• **About this task**: Return only those lines of the material that contain "null".

• **Source records**:
PR #3213, opened 2019-08-15
Art.validate page size

ATeal:
## Description of change
There have been issues with large page sizes and downstream systems. This is the beginning of solving that issue by validating page size from pdfinfo

resolves https://github.com/department-of-veterans-affairs/vets-contrib/issues/2846

## Testing done
- rspec

#### Applies to all PRs

- [x] Appropriate logging


modules/vba_documents/app/swagger/vba_documents/document_upload/status_code_description.md
```diff
@@ -7,5 +7,6 @@ Unambiguous status code. Only present if status = "error"
 * `DOC105` - Invalid or unknown id
 * `DOC106` - File size limit exceeded. Each document may be a maximum of 100MB.
 * `DOC107` - Empty payload.
+* `DOC108` - Maxium dimensions exceeded. Height and width must be less than 21 in x 21 in.
```
bastosmichael: Was this ever decided on as a breaking change or not? Before we merge we need to confirm with Andrew on whether or not VetPro and Vetrespec are okay with this.

lib/pdf_info.rb
```diff
@@ -42,8 +42,30 @@ def pages
...
+      in_pts = page_size
+      {
+        height: pts_to_inches(in_pts[:height]),
+        width: pts_to_inches(in_pts[:width])
+      }
+    end
+
     private
 
+    def pts_to_inches(dimension)
```
bastosmichael: Can you describe this method a little better?

modules/vba_documents/lib/vba_documents/upload_error.rb
```diff
@@ -13,6 +13,7 @@ class UploadError < StandardError
     DOC105 = 'Invalid or unknown id'
     DOC106 = 'Maximum document size exceeded. Limit is 100MB per document'
     DOC107 = 'Empty payload'
+    DOC108 = 'Maximum page size exceeded'
```
bastosmichael: We should probably do like DOC106 and tell them what the size is in the error response.

modules/vba_documents/app/swagger/vba_documents/document_upload/status_code_description.md
ATeal: Yes in the ticket they mentioned the communication

ATeal: it's not a breaking change

modules/vba_documents/lib/vba_documents/upload_error.rb
ATeal: fair enough I'll add it there.

PR #3218, opened 2019-08-16
change services list from GIS to access to care

whuang85:
## Description of change
https://github.com/department-of-veterans-affairs/vets-contrib/issues/2825

## Testing done
Ran ruby specs,
Compared a limited set of data from /facilities/all

#### Applies to all PRs

- [x] Appropriate logging


dvogel:
The linked ticket says:

> Most of the PrimaryCare and MentalHealthCare data can also come from the Access to Care Wait Time Data. At the writing of this ticket, the source of the rest of the primarycare, mentalhealthcare, and dentalservices data is yet to be determined.

If this merges now, does this mean that the data for which the source is TBD will be missing from the API? Should this be implemented as an option, allowing us to switch between the older method and the newer method? That approach feels safer to me. Is there a reason it's not viable or unwise?

nfasulo:
@dvogel as the move to the new datasources is rather large, we have a separate branch `team-z/facilities-datasource-switchover` that we are merging all of our changes into. Once we are ready to merge that branch into `master` we are going to do a final comparison of the old and new responses from `facilities/all` to verify that the data conforms to expectations.

The language in the ticket is a little out of date, here is a brief update:

- It has been determined that we are going to own DentalServices for the time being and the work done to pull that data is captured in another ticket.

- The older data source for PrimaryCare and MentalHealthCare was hand-maintained and quit being updated at some point. Here is what Kat found when comparing the old and new sources: 
  > Primary mismatch count: 30 (97.5% accuracy)
  > Mental mismatch count: 123 (89.7% accuracy)

More context can be found here: https://lighthouseva.slack.com/archives/CEXC8GV2S/p1564506301009700

spec/lib/facilities/vha_facility_spec.rb
```diff
@@ -1,9 +1,14 @@
...
 
 require 'rails_helper'
+require 'facilities/bulk_json_client'
+
 module Facilities
   RSpec.describe VHAFacility do
-    before(:each) { BaseFacility.validate_on_load = false }
+    before(:each) do
+      BaseFacility.validate_on_load = false
+      # Facilities::AccessDataDownload.new.perform
```
edmkitty: Was this commented line meant to be taken out?

PR #3222, opened 2019-08-19
added is_textable and is_text_permitted to vets360 telephone model

annaswims:
as well as updated swagger docs to include those attributes along with several other telephone attributes that were missing.

(@thilton-oddball doesn't have write access to vets-api so we're collaborating this way)
#### Unique to this PR

#### Applies to all PRs

- [ ] Appropriate logging


app/swagger/schemas/vet360/telephone.rb
```diff
@@ -8,67 +8,137 @@ class Telephone
...
                    pattern: ::Vet360::Models::Telephone::VALID_AREA_CODE_REGEX.inspect
+          property :country_code,
+                   type: :string,
+                   enum: ['1'],
+                   example: '1'
+          # property :created_at,
+          #          type: :string,
+          #          format: 'date-time',
+          #          example: '2018-04-21T20:09:50Z'
+          property :effective_end_date,
```
annaswims: I think that we want to take this param out of the documentation because it's always removed or overridden by our code.

app/swagger/schemas/vet360/telephone.rb
```diff
@@ -8,67 +8,137 @@ class Telephone
...
+                   type: %i[string null],
+                   format: 'date-time',
+                   example: '2018-04-21T20:09:50Z'
+          property :effective_start_date,
```
annaswims: I know that it's not a widely used attribute, but I think a few of these could benefit from a `description` attribute.  I'm thinking you could grab exactly what the vets360 documentation that I emailed you says.

annaswims:
looks good to me, I'm going to merge it and run tests with my branch.

PR #3223, opened 2019-08-19
Quick fix for calling edipi

bastosmichael:
## Description of change

This is what actually ended up working on staging to call EDIPI properly ticket https://github.com/department-of-veterans-affairs/vets-contrib/issues/2859

- Properly call EDIPI for Veteran model

### DIFF
--- a/modules/claims_api/app/models/claims_api/veteran.rb
+++ b/modules/claims_api/app/models/claims_api/veteran.rb
@@ -25,7 +25,7 @@ module ClaimsApi
     delegate :birls_id, to: :mvi, allow_nil: true
     delegate :participant_id, to: :mvi, allow_nil: true
 
-    alias :dslogon_edipi :edipi
+    alias dslogon_edipi edipi
 
     def birth_date
       va_profile[:birth_date]
--- a/modules/claims_api/app/models/claims_api/veteran.rb
+++ b/modules/claims_api/app/models/claims_api/veteran.rb
@@ -25,7 +25,7 @@ module ClaimsApi
     delegate :birls_id, to: :mvi, allow_nil: true
     delegate :participant_id, to: :mvi, allow_nil: true
 
-    alias :dslogon_edipi
+    alias :dslogon_edipi :edipi
 
     def birth_date
       va_profile[:birth_date]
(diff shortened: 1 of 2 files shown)


modules/claims_api/app/models/claims_api/veteran.rb
```diff
@@ -25,6 +25,8 @@ class Veteran
     delegate :birls_id, to: :mvi, allow_nil: true
     delegate :participant_id, to: :mvi, allow_nil: true
 
+    alias :dslogon_edipi
```
charleystran: I think you need to alias this to edipi or else it will always be niil

charleystran: We should also add a test to make sure they are equal

bastosmichael: The alias is still required because the MVI model calls it when it's doing the Mvi.for_user(self)

modules/claims_api/app/models/claims_api/veteran.rb
```diff
@@ -65,8 +67,8 @@ def authn_context
       'authn'
     end
 
-    def set_edipi(edipi_header)
-      self.edipi = edipi_header.presence || mvi.profile&.edipi
+    def edipi(edipi_header = nil)
```
charleystran: We shouldn't have edipi as an attribute and a method. We should either use the old set_edipi method to set the attribute or remove it as a model attribute.

bastosmichael: I think the reason it was failing before is that it wasn't ever actually setting the self.edipi which is why it kept coming back nil even with your changes. Referencing the @edipi ensured that the attribute value was filled in and making it a method ensured reference. Making it a both an attribute and a method means it'll always catch it no matter where it's referenced and from all of my testing works in ensuring that the EDIPI is never nil.

charleystran: Can you add a spec that shows that? I am not following how the method doesnt cancel out the attribute.

bastosmichael: so I've tried it every other way and we seem to need both the attributes_attr and the similar named method for assignment. Hear me out here on the why. When you called set_edipi from the self.from_headers method, loa was never set yet so your fall back for mvi.profiles&.edipi would never actually get called because mvi would come back with nothing because loa 3 wasn't set yet. So by having a fall back method that checks the edipi_header.presence and if that still doesn't exist fall back to mvi.profile&.edipi ensures that even it doesn't load via the initial headers, if it's called at any point later it will reference the edipi in the mvi after loa is set. You need both the attributes set and the method as a fall back because you don't know at which stage the edipi method/variable will be called.

PR #3226, opened 2019-08-20
config key/certificate onboarding instruction updates

LindseySaari:
To set up configurations when using localhost, the team repo certificate and key will need to be copied and pasted from the team repo to the files listed in these instructions. A blank key and certificate no longer works. This is an important step for onboarding to properly set up configurations. 

## Description of change
This change provides instructions for on boarding personnel in vets-api to set up the proper configurations. Without the correct key and certificates, configuration breaks when testing in a local environment

## Testing done
After updating the key and certificate configurations, SSO was tested locally

#### Unique to this PR
- [x] Replacing/Adding instructions to native.md for onboarding

#### Applies to all PRs

- [ ] Appropriate logging


docs/setup/native.md
```diff
@@ -69,6 +69,14 @@ the `vets-api` directory, run `./bin/setup-osx && source ~/.bash_profile && cd
      commands will provide basic functionality, such as for running unit tests:
    - `touch ./config/certs/vetsgov-localhost.crt`
    - `touch ./config/certs/vetsgov-localhost.key`
+   
+   - *NOTE:* using `touch` to create blank cert and key files no longer works.
```
jholton: How about instead of adding another note, we just delete the first note?

.rubocop.yml
```diff
@@ -119,7 +119,6 @@ Style/RescueStandardError:
     - "lib/mvi/messages/find_profile_message_helpers.rb"
     - "lib/mvi/responses/profile_parser.rb"
     - "lib/saml/settings_service.rb"
-    - "lib/saml/ssoe_settings_service.rb"
```
johnpaulashenfelter: Does this file just not exist anymore?

LindseySaari: Looks like it exists

PR #3228, opened 2019-08-21
add feature descriptions

annaswims:
## Description of change
Add details into UI alongside feature flag names in  [Flipper ui](http://localhost:3000/flipper/features)

Also, enable features as they're initialized in development. 

## Testing done
Screen Shot 2019-08-21 at 6 15 51 PM

#### Unique to this PR
This is the only erb within vets-api.

#### Applies to all PRs

- [ ] Appropriate logging

### DIFF
--- a/config/features.yml
+++ b/config/features.yml
@@ -1,0 +1,6 @@
+---
+features:
+  facilityLocatorShowCommunityCares:
+    description: >
+      This is a feature flag description.
+    actor: User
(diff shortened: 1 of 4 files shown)


annaswims:
@thilton-oddball It's a bit of rails magic. 
 We're only overriding a single body of a page from the flipper_ui gem (it's a [rails engine](https://guides.rubyonrails.org/engines.html)), and we're still using the[ layout from the gem]( https://github.com/jnunemaker/flipper/blob/master/lib/flipper/ui/views/layout.erb) and it the [css that is part of the gem](https://github.com/jnunemaker/flipper/blob/master/lib/flipper/ui/public/css/application.css)

PR #4297, opened 2020-05-19
10-10CG Updates - Default veteran status, remove ICN for veteran when sending to CARMA , Fix MVI Lookup

kevinmirc:
**Description**
If the veteran status cannot be confirmed, do not send CARMA the ICN of the veteran on the submission (requested by the Caregiver Program and CARMA).

**Technical Summary**
- [x] Update the `isVeteran` flag to default to `false` vs `null` (requested by CARMA team).
- [x] If the veteran status cannot be confirmed, on a Form 10-10cg Submission, do not pass the ICN for the veteran to CARMA.
- [x] `MVI::Service` does not raise an error on bad requests. Read the response's `error` attribute vs trying to rescue an exception.

### DIFF
--- a/app/services/form1010cg/service.rb
+++ b/app/services/form1010cg/service.rb
@@ -92,7 +92,7 @@ module Form1010cg
 
       case response.status
       when 'OK'
-        return @cache[:icns][form_subject] = response.profile.icn.split('V').first
+        return @cache[:icns][form_subject] = response.profile.icn
       when 'NOT_FOUND'
         return @cache[:icns][form_subject] = NOT_FOUND
       end
--- a/app/services/form1010cg/service.rb
+++ b/app/services/form1010cg/service.rb
@@ -92,7 +92,7 @@ module Form1010cg
 
       case response.status
       when 'OK'
-        return @cache[:icns][form_subject] = response.profile.icn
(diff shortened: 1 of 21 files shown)


app/services/form1010cg/service.rb
```diff
@@ -83,38 +80,43 @@ def build_metadata
...
       return cached_icn unless cached_icn.nil?
 
-      begin
-        response = mvi_service.find_profile(build_user_identity_for(form_subject))
-      rescue MVI::Errors::RecordNotFound
+      response = mvi_service.find_profile(build_user_identity_for(form_subject))
+
+      case response.status
+      when 'OK'
+        return @cache[:icns][form_subject] = response.profile.icn
```
LindseySaari, line 92: Noticed that you removed the safe navigation operators response&.profile&.icn, would response.profile ever be nil?

kevinmirc: Since we're doing a search for a profile, and the status is "OK", there should be a profile there. Also had a safeguard on ICN, but found out that an ICN should always be present on an MVI profile.

LindseySaari: Ok great, looks good

PR #4299, opened 2020-05-19
Add patient info to profile

patrickvinograd:
## Description of change
Provides indicators for conditions around MHV access eligibility in the user profile:
- va_patient - whether the user has registered identifiers at any VA treating facility
- mhv_account_state - whether the user has correlated MHV account identifiers in their MVI profile.

These are used by the frontend to gate access to MHV, in conjunction with https://github.com/department-of-veterans-affairs/vets-website/pull/12624. That PR eliminates the calls to create/upgrade MHV accounts when SSOe is used, in favor of sending the user to MHV to register/upgrade their account there. 

Eventually, these new profile attributes can replace the separate call to the mhv_account API endpoint, and all the complexity of tracking mhv account state can be eliminated. vets-api will do some basic eligibility/soundness checks, and then send the user to MHV to modify their account if needed.

## Original issue(s)
department-of-veterans-affairs/va.gov-team#8405

No config changes/feature flags. This is using/aggregating some existing data from MVI.

### DIFF
--- a/app/models/user.rb
+++ b/app/models/user.rb
@@ -107,6 +107,14 @@ class User < Common::RedisStore
     identity.mhv_account_type || MhvAccountTypeService.new(self).mhv_account_type
   end
 
+  def mhv_account_state
+    return 'DEACTIVATED' if (va_profile.mhv_ids.to_a - va_profile.active_mhv_ids.to_a).any?
+    return 'MULTIPLE' if va_profile.active_mhv_ids.size > 1
+    return 'NONE' if mhv_correlation_id.blank?
+
+    'OK'
+  end
+
   def loa
     identity&.loa || {}
   end
--- a/app/services/users/profile.rb
+++ b/app/services/users/profile.rb
@@ -72,9 +72,7 @@ module Users
         multifactor: user.multifactor,
         verified: user.loa3?,
         sign_in: user.identity.sign_in,
-        authn_context: user.authn_context,
-        va_patient: user.va_patient?,
-        mhv_account_state: user.mhv_account_state
+        authn_context: user.authn_context
       }
     end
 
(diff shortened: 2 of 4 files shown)


LindseySaari:
Can you update specs for these changes?

app/models/user.rb
```diff
@@ -107,6 +107,14 @@ def mhv_account_type
     identity.mhv_account_type || MhvAccountTypeService.new(self).mhv_account_type
   end
 
+  def mhv_account_state
+    return 'DEACTIVATED' if (va_profile.mhv_ids.to_a - va_profile.active_mhv_ids.to_a).any?
+    return 'MULTIPLE' if va_profile.active_mhv_ids.size > 1
+    return 'NONE' if mhv_correlation_id.blank?
```
omgitsbillryan, line 113: Wouldn't it be possible for all of these scenarios to evaluate to `true`? - in which case, is it correct to favor `'DEACTIVATED'` just because it's the first guard clause?

(disclaimer: i know very little about MHV)

patrickvinograd: Yes it's possible, at least for DEACTIVATED and MULTIPLE to both be true. The remediation is the same - need to contact the help desk and get your accounts straightened out, so I think preferring DEACTIVATED is fine.

ericbuckley: would `mhv_ids` or `active_mhv_ids` ever be nil?

patrickvinograd:
Specs added

app/models/user.rb
patrickvinograd: I don't see how - they are populated from an Array.select which should always return an empty or populated array.

omgitsbillryan:
Whoops, I'm late. Looks like swagger would need to be updated too, no?

ericbuckley:
> Whoops, I'm late. Looks like swagger would need to be updated too, no?

@omgitsbillryan I just created this PR to fix https://github.com/department-of-veterans-affairs/vets-api/pull/4309

PR #4301, opened 2020-05-19
bam: Correctly accept more than one topic arn

benniemosher:
This PR fixes an issues where VBA Documents musts work with both VAGOV and VETSGOV SNS topic names.


charleystran:
@LindseySaari, @benniemosher helped us on the lighthouse side get this taken care of as a side effect of the sandbox migration.

PR #4302, opened 2020-05-19
Form 526: Remove invalid chars from treatmentCenterName

SarahJaine:
## Description of change

**_Please note: this is my second time writing Ruby so please let me know if my way of doing this was odd._**
Description from ticket:
About 500 form 526 submissions were rejected over the past week due to characters that EVSS doesn't like, for example:
```
 {
      "treatmentCenterName": "VA Medical Center, Miami Florida",
      "treatmentDateRange": {
        "from": "[REDACTED DATE]"
      },
```
was rejected by EVSS, due to the comma.
and we got bac this response from evss:
`{message="[{"key"=>"form526.treatments[0].center.name.Pattern" "text"=>"must match "([a-zA-Z0-9"\/&\(\)\-'.#]([a-zA-Z0-9(\)\-'.# ])?)+$"" "severity"=>"ERROR"}]"}`

## Original issue(s)
closes department-of-veterans-affairs/va.gov-team/issues/9121

- [x] added regex gsub method and strip to remove any invalid characters from `treatmentCenterName`
- Instead of copying the regex from the error, I simplified it into a _stricter_ protocol.  I thought this would be easier to read, while leaving intact any important characters that we could expect in a facility name.
- [x] changed preexisting test to ensure invalid characters were removed from `treatmentCenterName`


lib/evss/disability_compensation_form/data_translation_all_claim.rb
```diff
@@ -387,7 +387,7 @@ def translate_treatments
             'endDate' => approximate_date(treatment['treatmentDateRange']['to']),
             'treatedDisabilityNames' => treatment['treatedDisabilityNames'],
             'center' => {
-              'name' => treatment['treatmentCenterName']
+              'name' => treatment['treatmentCenterName'].gsub(/[^a-zA-Z0-9 .()#&'"-]+/) { '' }.strip.to_s
```
LindseySaari, line 390: You could also write the gsub comma replacement like: gsub(/[^a-zA-Z0-9 .()#&'"-]+/, '').strip.to_s (not sure that you need a block for a simple comma replacement). Both do the same thing though 😸

LindseySaari: Do you forsee any other data containing invalid comma characters? Another suggestion could be to make this into a method for reuse

SarahJaine: @LindseySaari Awesome, I didn't know you could do that. I guess I didn't read far enough into the gsub examples.  To your second point, there are over 100 invalid text errors possible for this form. I have a feeling many are corrected via front end validation.  If we do need regex checks for mult fields I'll pull this out to a method in a future PR.

annaswims, line 390:
```suggestion
              'name' => treatment['treatmentCenterName'].gsub(/[^a-zA-Z0-9 .()#&'"-]+/, '').strip
```

I think the `to_s` is harmless but unnecessary.

Also, the more I look at EVSS' regex, the less I understand their intent, but your regex will strip out the correct characters so 🤷‍♀️

annaswims: I'd lean towards not reusing this, because their regex is goofy and I hope they don't use it widely (we don't know if they do).

SarahJaine: Ah, yeah that returns a string.  When I was playing around with other regex methods, one of them didn't return a string.  I guess I didn't recheck the return type when I settled on gsub. Thanks!

SarahJaine: About the original EVSS regex, yeah, that thing is nearly illegible. I have no idea what their intent is beyond stripping those characters. The implication that they're looping through the two different capture groups makes my head hurt.  I think if anything, our regex will be stricter then theirs, which is preferable.

LindseySaari: Sounds good!

SarahJaine:
Released as [vets-api/v0.0.624](https://github.com/department-of-veterans-affairs/vets-api/releases/tag/vets-api%2Fv0.0.624) in [vets-api release job 671](http://jenkins.vfs.va.gov/job/releases/job/vets-api/671/console) which was [deployed May 20, 2020 7:28:28 PM](http://jenkins.vfs.va.gov/job/deploys/job/vets-api-worker-vagov-prod/274/)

• **Your response**:
+                   type: %i[string null],
- [x] Update the `isVeteran` flag to default to `false` vs `null` (requested by CARMA team).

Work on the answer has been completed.